(Goal of the exercise)
Only the lines from the first line of the material below to the line containing "libs/ledger/include/ledger/execution_result.hpp", inclusive, should be copied, each exactly as written.

(Record set)
PR #1355, opened 2019-07-15
[Ledger] Propagate result from transaction execution to Tx status cache

### LINKED ISSUE #900: Generalise smart contract return types to handle any type (OR restrict smart contract returns to int)
Possibly an open question about the return types from executing a smart contract. At one point Ed suggested effectively an int error code

pbukva:
Resolves #900


libs/ledger/include/ledger/execution_result.hpp
```diff
@@ -0,0 +1,121 @@
...
+  RESOURCE_FAILURE,
+  INEXPLICABLE_FAILURE,
+};
+
+struct ContractExecutionResult
+{
+  ContractExecutionStatus status{
+      ContractExecutionStatus::NOT_RUN};  ///< The status of the transaction
+  TokenAmount charge{0};                  ///< The number of units of charge that
+  TokenAmount charge_rate{0};             ///< The cost of each unit of charge
```
ejfitzgerald, line 53: Would also be good to include the charge limit here also

libs/ledger/include/ledger/transaction_status_cache.hpp
```diff
@@ -20,14 +20,15 @@
...
+#include "ledger/execution_result.hpp"
 
 #include <chrono>
 #include <unordered_map>
 
 namespace fetch {
 namespace ledger {
 
-enum class TransactionStatus
+enum class eTransactionStatus : uint8_t
```
ejfitzgerald: Style 🚓 - Please revert to original name

libs/ledger/include/ledger/chaincode/contract.hpp
```diff
@@ -48,22 +48,28 @@ class Address;
 class Contract
 {
 public:
-  enum class Status
+  enum class eStatus
```
ejfitzgerald: Style  🚓 - Please revert to original name

libs/ledger/src/tx_status_http_interface.cpp
```diff
@@ -35,6 +35,25 @@ using fetch::variant::Variant;
 namespace fetch {
 namespace ledger {
 
+namespace {
+Variant toVariant(Digest const &digest, TransactionStatusCache::TxStatus const &tx_status)
```
ejfitzgerald: Style 🚓 - `ToVariant`

libs/ledger/src/tx_status_http_interface.cpp
```diff
@@ -35,6 +35,25 @@ using fetch::variant::Variant;
...
+{
+  auto retval{Variant::Object()};
+  retval["tx"]     = ToBase64(digest);
+  retval["status"] = ToString(tx_status.status);
+  auto contr_ex_res_v{Variant::Object()};
```
ejfitzgerald: Not sure if we need this extra object level here. I think it makes more sense to have a single level as a return value

libs/ledger/src/transaction_status_cache.cpp
```diff
@@ -27,54 +27,55 @@ using fetch::generics::MilliTimer;
...
+      status = it->second;
     }
   }
 
   return status;
 }
 
-void TransactionStatusCache::Update(Digest digest, TransactionStatus status, Timepoint const &now)
+void TransactionStatusCache::Update(Digest digest, eTransactionStatus status,
+                                    ContractExecutionResult const execRes, Timepoint const &now)
```
ejfitzgerald: Style 🚓  - `exec_result`?

Also I think that we want to remove the `const` in order to make the move useful

ejfitzgerald: I also think I would probably separate the two types of update call (high level and execution level) into two unique methods and sort of the details internally.

ejfitzgerald (changes requested):
This is looking good. I would not have bothered with all the renaming of the enums.

As discussed I think it is important to create a new enum that combines that high level status and execution status which can be returned from the HTTP queries. It might make sense to simple do this mapping in at the point of the query at the moment.

pbukva:
End-to-End test for `getBlockNumber()` is failing since the python api (`ledger-api-py` repo) has not been updated.

ejfitzgerald (dismissed):
LGTM

pbukva:
I'm merging this in, disregarding the failed `thread_pool_gtest` (on 677817d, PR-head @ GCC8-Release), since the test is empirically well known to be flaky, and it passed in PR-merge @ GCC8-Release.

PR #1356, opened 2019-07-15
Ml overview diagram update

baykaner:
- modified to represent true position of Node + added optimisers and estimators


evsmithx (approved):
LGTM

PR #1363, opened 2019-07-16
Reliable broadcast channel for DKG

jinmannwong:
Implements reliable broadcast protocol for broadcasting in P2P network to ensure that all honest parties act on the same message in the presence of some threshold number of Byzantine peers. Protocol involves exchanging various messages in different parts of the protocol where peers broadcast the hash of the message they received.


libs/dkg/include/dkg/rbc.hpp
```diff
@@ -0,0 +1,136 @@
...
+#include "network/muddle/muddle_endpoint.hpp"
+#include "network/muddle/rpc/server.hpp"
+#include "rbc_envelop.hpp"
+
+#include <bitset>
+
+namespace fetch {
+namespace dkg {
+class DkgService;
+namespace rbc {
```
n-hutton, line 31: It might be nice to not have too many nested namespaces if possible - could everything go in fetch::dkg or fetch::crypto?

libs/dkg/include/dkg/rbc.hpp
```diff
@@ -0,0 +1,136 @@
...
+
+/**
+ * Reliable broadcast channel (RBC) is a protocol which ensures all honest
+ * parties receive the same message in the presence of a threshold number of
+ * Byzantine adversaries
```
n-hutton, line 36: 👍

libs/dkg/include/dkg/rbc.hpp
```diff
@@ -0,0 +1,136 @@
...
+ */
+class RBC
```
n-hutton, line 38: Picky: I like full names if possible : ReliableBroadcastChannel

libs/dkg/include/dkg/rbc.hpp
```diff
@@ -0,0 +1,136 @@
...
+public:
+  using Endpoint        = muddle::MuddleEndpoint;
+  using ConstByteArray  = byte_array::ConstByteArray;
+  using MuddleAddress   = ConstByteArray;
+  using CabinetMembers  = std::set<MuddleAddress>;
+  using Subscription    = muddle::Subscription;
+  using SubscriptionPtr = std::shared_ptr<muddle::Subscription>;
+
+  // Constructor
+  explicit RBC(Endpoint &endpoint, MuddleAddress address, CabinetMembers const &cabinet,
```
n-hutton, line 49: No need for explicit when there is more than one argument

libs/dkg/include/dkg/rbc.hpp
```diff
@@ -0,0 +1,136 @@
...
+    R_SEND,
+    R_ECHO,
+    R_READY,
+    R_REQUEST,
+    R_ANSWER
+  };
+
+  struct MsgCount
+  {
+    size_t echo_count, ready_count;  ///< Count of RReady and RRecho messages
```
n-hutton, line 68: Style: usually have functions, then variables

n-hutton: there are a few of these so I'll just comment the once

libs/dkg/include/dkg/rbc.hpp
```diff
@@ -0,0 +1,136 @@
...
+    {
+      deliver_s = 1;  // initialize sequence counter by 1
+    }
+  };
+
+  uint32_t           id_;  ///< Rank used in DKG (derived from position in current_cabinet_)
+  uint8_t            msg_counter_;  ///< Counter for messages we have broadcasted
+  std::vector<Party> parties_;      ///< Keeps track of messages from cabinet members
+  std::unordered_map<uint64_t, Broadcast> broadcasts_;  ///< map from tag to broadcasts
+  std::mutex                              mutex_flags_;
```
n-hutton, line 99: We usually define a mutex, then the following variables are the ones that would be protected by that mutex, like so:

```
mutex_flags_
int a
int b

mutex_deliver_
int c
```

libs/dkg/include/dkg/rbc.hpp
```diff
@@ -0,0 +1,136 @@
...
+  std::mutex                              mutex_deliver_;
+  std::mutex                              mutex_broadcast_;
+
+  // For broadcast
+  static constexpr uint16_t SERVICE_DKG       = 5001;
```
n-hutton, line 104: There is a header we usually put these IDs in, I can do this in another PR

libs/dkg/include/dkg/rbc.hpp
```diff
@@ -0,0 +1,136 @@
...
+  static constexpr uint8_t  CHANNEL_BROADCAST = 2;  ///< Channel for reliable broadcast
+
+  MuddleAddress const address_;   ///< Our muddle address
+  Endpoint &          endpoint_;  ///< The muddle endpoint to communicate on
+  CabinetMembers const
+      &current_cabinet_;       ///< The set of muddle addresses of the cabinet (including our own)
+  std::size_t &   threshold_;  ///< Number of byzantine nodes
```
n-hutton, line 111: Is this comment correct? Isn't it the minimum number of nodes required for the protocol

libs/dkg/include/dkg/rbc.hpp
n-hutton: Also, the threshold here is a size_t - we are trying to avoid using these in favour of uint64_t because size_t could be a different size for example on 32 vs 64 bit systems

libs/dkg/include/dkg/rbc_envelop.hpp
```diff
@@ -0,0 +1,75 @@
...
+  // Constructor
+  RBCEnvelop() = default;
+  explicit RBCEnvelop(const RBCMessage &msg)
+    : type_{msg.type()}
+    , payload_{msg.Serialize().data()} {};
+
+  template <typename T>
+  void Serialize(T &serialiser) const
+  {
+    serialiser << (uint8_t)type_ << payload_;
```
n-hutton, line 43: We usually don't use C-style casting like this, rather ```uint8_t(type_)```

libs/dkg/include/dkg/rbc_envelop.hpp
```diff
@@ -0,0 +1,75 @@
...
+  }
+
+  template <typename T>
+  void Deserialize(T &serialiser)
+  {
+    uint8_t val;
```
n-hutton, line 49: 👍

libs/dkg/include/dkg/rbc_envelop.hpp
```diff
@@ -0,0 +1,75 @@
...
+
+private:
+  RBCMessage::MessageType type_;     ///< Type of message contained in envelop
+  Payload                 payload_;  ///< Serialised RBCMessage
+};
+
+template <typename T>
+inline void Serialize(T &serializer, RBCEnvelop const &env)
+{
+  env.Serialize(serializer);
```
n-hutton, line 65: Looks like this might be unneccessary - I think I recall you saying the serializer lookup failed and you had a work around. I can fix this in another PR

libs/dkg/include/dkg/rbc_messages.hpp
```diff
@@ -0,0 +1,253 @@
...
+#include "core/serializers/byte_array_buffer.hpp"
+#include "core/serializers/stl_types.hpp"
+
+#include <cstdint>
+
+namespace fetch {
+namespace dkg {
+namespace rbc {
+
+using TruncatedHash        = byte_array::ByteArray;
```
n-hutton, line 30: We usually put these aliases in a class since any file including rpc_messages.hpp will see these aliases which can cause conflicts sometimes. It's ok in cpp files since these are never included.

libs/dkg/include/dkg/rbc_messages.hpp
```diff
@@ -0,0 +1,253 @@
...
+    RECHO,
+    RREADY,
+    RREQUEST,
+    RANSWER
+  };
+
+  // Destruction
+  virtual ~RBCMessage() = default;
+
+  /// @name Getter functions
```
n-hutton, line 60: unneccessary comment

libs/dkg/include/dkg/rbc_messages.hpp
```diff
@@ -0,0 +1,253 @@
...
+   *
+   * @return Tag of message
+   */
+  TagType tag() const
+  {
+    TagType msg_tag = channel_;
+    msg_tag <<= 48;
+    msg_tag |= id_;
+    msg_tag <<= 32;
+    return (msg_tag | uint64_t(counter_));
```
n-hutton, line 74: Not entirely sure about what the tag on a message entails

libs/dkg/include/dkg/rbc_messages.hpp
```diff
@@ -0,0 +1,253 @@
...
+  }
+
+  RBCMessage::MessageType type() const
+  {
+    return type_;
+  }
+
+  uint8_t channel() const
+  {
+    return static_cast<uint8_t>(channel_);
```
n-hutton, line 84: what's going on with channel_ being a uint 16 vs 8?

libs/dkg/include/dkg/rbc_messages.hpp
```diff
@@ -0,0 +1,253 @@
...
+  const MessageType type_;  ///< Type of the message
+  uint16_t
+           channel_;  ///< Channel Id of the broadcast channel (is this safe to truncate to uint8_t?)
+  uint32_t id_;       ///< Unique Id of the node
+  uint8_t  counter_;  ///< Counter for messages sent on RBC
+
+  // Construction
+  explicit RBCMessage(MessageType type)
+    : type_{type} {};
+  explicit RBCMessage(uint16_t channel, uint32_t id, uint8_t counter, MessageType type)
```
n-hutton, line 110: No need for explicit on this second constructor

libs/dkg/include/dkg/rbc_messages.hpp
```diff
@@ -0,0 +1,253 @@
...
+    , channel_{channel}
+    , id_{id}
+    , counter_{counter} {};
+};
+
+class RMessage : public RBCMessage
+{
+public:
+  // Destruction
+  virtual ~RMessage() = default;
```
n-hutton, line 121: Optional : make this class final if it's not inherited from

n-hutton: ah, I see it actually is

libs/dkg/include/dkg/rbc_messages.hpp
```diff
@@ -0,0 +1,253 @@
...
+    : RBCMessage{type} {};
+  RHash(uint16_t channel, uint32_t id, uint8_t counter, TruncatedHash msg_hash, MessageType type)
+    : RBCMessage{channel, id, counter, type}
+    , hash_{std::move(msg_hash)} {};
+};
+
+class RBroadcast : public RMessage
+{
+public:
+  // Construction/Destruction
```
n-hutton, line 178: can probably do away with comment on construction/dest

libs/dkg/src/dkg_service.cpp
```diff
@@ -114,6 +114,7 @@ DkgService::DkgService(Endpoint &endpoint, ConstByteArray address, ConstByteArra
   , rpc_server_{endpoint_, SERVICE_DKG, CHANNEL_RPC}
   , rpc_client_{"dkg", endpoint_, SERVICE_DKG, CHANNEL_RPC}
   , state_machine_{std::make_shared<StateMachine>("dkg", State::BUILD_AEON_KEYS, ToString)}
+  , rbc_{endpoint_, address_, current_cabinet_, current_threshold_, *this}
```
n-hutton, line 117: Just a note: as wojciech pointed out, need to be careful when refrencing this in the constructor of something - I think that if rbc took a ```DkgService dkg_service``` (it doesn't) it would copy construct DkgService partway through constructing it, which would likely cause a segfault.

I checked and this usage is safe, though.

libs/dkg/src/rbc.cpp
```diff
@@ -0,0 +1,571 @@
...
+ */
+TruncatedHash MessageHash(const SerialisedMessage &msg)
+{
+  byte_array::ByteArray msg_hash_256{crypto::Hash<crypto::SHA256>(msg)};
+  return msg_hash_256.SubArray(24);
+}
+
+std::string RBC::MsgTypeToString(MsgType msg_type)
+{
+  switch (msg_type)
```
n-hutton, line 42: todo : make enums have no size so default isn't needed (I can do this)

libs/dkg/src/rbc.cpp
```diff
@@ -0,0 +1,571 @@
...
+#include "dkg/rbc.hpp"
+
+namespace fetch {
+namespace dkg {
+namespace rbc {
+
+constexpr char const *LOGGING_NAME = "RBC";
+
+/**
+ * Helper function to compute truncation of message hash to 8 bytes. Truncation from left side.
```
n-hutton, line 32: 👍

libs/dkg/src/rbc.cpp
```diff
@@ -0,0 +1,571 @@
...
+  rbc_subscription_->SetMessageHandler([this](MuddleAddress const &from, uint16_t, uint16_t,
+                                              uint16_t, muddle::Packet::Payload const &payload,
+                                              MuddleAddress) {
+    RBCSerializer serialiser(payload);
+
+    // Deserialize the RBCEnvelop
+    RBCEnvelop env;
+    serialiser >> env;
+
+    // Dispatch the event
```
n-hutton, line 88: 👍

libs/dkg/src/rbc.cpp
```diff
@@ -0,0 +1,571 @@
...
+}
+
+/**
+ * Resets the RBC for a new cabinet
+ */
+void RBC::ResetCabinet()
+{
+  assert(!current_cabinet_.empty());
+  assert(current_cabinet_.find(address_) != current_cabinet_.end());
+  assert(current_cabinet_.size() > 3 * threshold_);
```
n-hutton, line 100: Where does the 3 come from here?

libs/dkg/src/rbc.cpp
```diff
@@ -0,0 +1,571 @@
...
+  std::lock_guard<std::mutex> lock{mutex_broadcast_};
+  id_ = static_cast<uint32_t>(
```
n-hutton, line 102: can id_ ever change ? current_cab is const

libs/dkg/src/rbc.cpp
```diff
@@ -0,0 +1,571 @@
...
+ * @param address Destination muddle address
+ */
+void RBC::Send(const RBCEnvelop &env, const MuddleAddress &address)
+{
+  // Serialise the RBCEnvelop
+  RBCSerializerCounter env_counter;
+  env_counter << env;
+
+  RBCSerializer env_serializer;
+  env_serializer.Reserve(env_counter.size());
```
n-hutton, line 122: 👍

libs/dkg/src/rbc.cpp
```diff
@@ -0,0 +1,571 @@
...
+  env_serializer << env;
+
+  std::lock_guard<std::mutex> lock{mutex_broadcast_};
```
n-hutton, line 143: don't think this lock is neccessary?

libs/dkg/src/rbc.cpp
```diff
@@ -0,0 +1,571 @@
...
+ * @param tag Unique tag of a message sent via RBC
+ * @param msg_ptr Shared pointer to REcho message
+ * @return Bool for whether we have reached the message count for REcho messages
+ */
+bool RBC::ReceivedEcho(TagType tag, std::shared_ptr<REcho> msg_ptr)
+{
+  std::lock_guard<std::mutex> lock(mutex_broadcast_);
+  auto &                      msg_count = broadcasts_[tag].msgs_count[msg_ptr->hash()];
+  msg_count.echo_count++;
+  return (msg_count.echo_count == current_cabinet_.size() - threshold_ and
```
n-hutton, line 214: style : we use ```&&```

libs/dkg/src/rbc.cpp
```diff
@@ -0,0 +1,571 @@
...
+ * Handler for a new RBCEnvelop message
+ *
+ * @param from Muddle address of sender
+ * @param envelop RBCEnvelop message
+ * @param transmitter Muddle address of transmitter
+ */
+void RBC::OnRBC(MuddleAddress const &from, RBCEnvelop const &envelop)
+{
+  auto msg_ptr = envelop.Message();
+  if (msg_ptr == nullptr)
```
n-hutton, line 243: todo (self) : switch enum adjust

libs/dkg/src/rbc.cpp
```diff
@@ -0,0 +1,571 @@
...
+
+/**
+ * Handler for RBroadcast messages. If valid, broadcasts REcho message for this tag
+ *
+ * @param msg_ptr Shared pointer to RBroadcast message
+ * @param sender_index Index of sender in current_cabinet_
+ */
+void RBC::OnRBroadcast(const std::shared_ptr<RBroadcast> msg_ptr, uint32_t sender_index)
+{
+  uint64_t tag{msg_ptr->tag()};
```
n-hutton, line 284: could use auto here?

libs/dkg/src/rbc.cpp
```diff
@@ -0,0 +1,571 @@
...
+  {
+    broadcasts_[tag].dbar = msg_ptr->hash();
+
+    TruncatedHash msg_hash;
+    if (!SetDbar(tag, msg_ptr))
+    {
+      RBCEnvelop env{RRequest{msg_ptr->channel(), msg_ptr->id(), msg_ptr->counter()}};
+
+      uint32_t counter{0};
+      auto     im{current_cabinet_.begin()};
```
n-hutton, line 378: our style for auto is ```auto xx = current_cabinet_.begin();```

libs/dkg/src/rbc.cpp
```diff
@@ -0,0 +1,571 @@
...
+  }
+}
+
+/**
+ * Computes index of an address in current_cabinet_
+ *
+ * @param other_address Muddle address of cabinet member
+ * @return Index of other_address
+ */
+uint32_t RBC::CabinetIndex(const MuddleAddress &other_address) const
```
n-hutton, line 508: this could be used in ResetCabinet right?

libs/dkg/src/rbc.cpp
```diff
@@ -0,0 +1,571 @@
...
+ *
+ * @param l Index of party for which we received a new RBCMessage
+ * @param tag Unique tag of a message sent via RBC
+ * @param m Message type of new RBCMessage received
+ * @return Bool for whether the message flag for this message type has been set
+ */
+bool RBC::SetPartyFlag(uint32_t sender_index, TagType tag, MsgType msg_type)
+{
+  std::lock_guard<std::mutex> lock(mutex_flags_);
+  auto &                      iter  = parties_[sender_index].flags[tag];
```
n-hutton, line 557: bit confused about this iterator(?)

n-hutton (changes requested):
mostly style changes

libs/dkg/include/dkg/rbc.hpp
jinmannwong: No, the threshold is the number of Byzantine nodes. There is then a condition that number of nodes must be greater than 3 * threshold_.

libs/dkg/src/rbc.cpp
jinmannwong: This is a RBC related constraint. If there are over 1/3 of Byzantine nodes then the guarantees of RBC do not hold.

libs/dkg/src/rbc.cpp
jinmannwong: Yes id_ can change if the cabinet is reset inside DkgService. current_cabinet should be a const reference in RBC.

libs/dkg/src/rbc.cpp
jinmannwong: Ok, I inserted this yesterday when I was having problems with double messages and through it might be some multithread problem.

n-hutton: ah sure. Well it's not causing much harm there. Btw, you can detect multithreaded/race conditions using a tool called thread sanitizer which effectively tries to find places in your code that are unprotected. Might be a bit heavyweight for now but worth having in the back of your mind.

libs/dkg/src/rbc.cpp
n-hutton: Oh I see - it looks like id_ is uninitialized until reset is called at which point it will be set to a value that can never change (since current_cabinet can't change) - would it make sense to set id_ in the constructor instead?

n-hutton: Ignore me - I see now that the current cabinet could be changed in the DKG service and the RBC just holds a reference to that, so it can change (I misread it as just const and not const &). Note this could be the source of race conditions depending on when the cabinet gets reset.

n-hutton (approved):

(Response below)
PR #1355, opened 2019-07-15
[Ledger] Propagate result from transaction execution to Tx status cache

### LINKED ISSUE #900: Generalise smart contract return types to handle any type (OR restrict smart contract returns to int)
Possibly an open question about the return types from executing a smart contract. At one point Ed suggested effectively an int error code

pbukva:
Resolves #900


libs/ledger/include/ledger/execution_result.hpp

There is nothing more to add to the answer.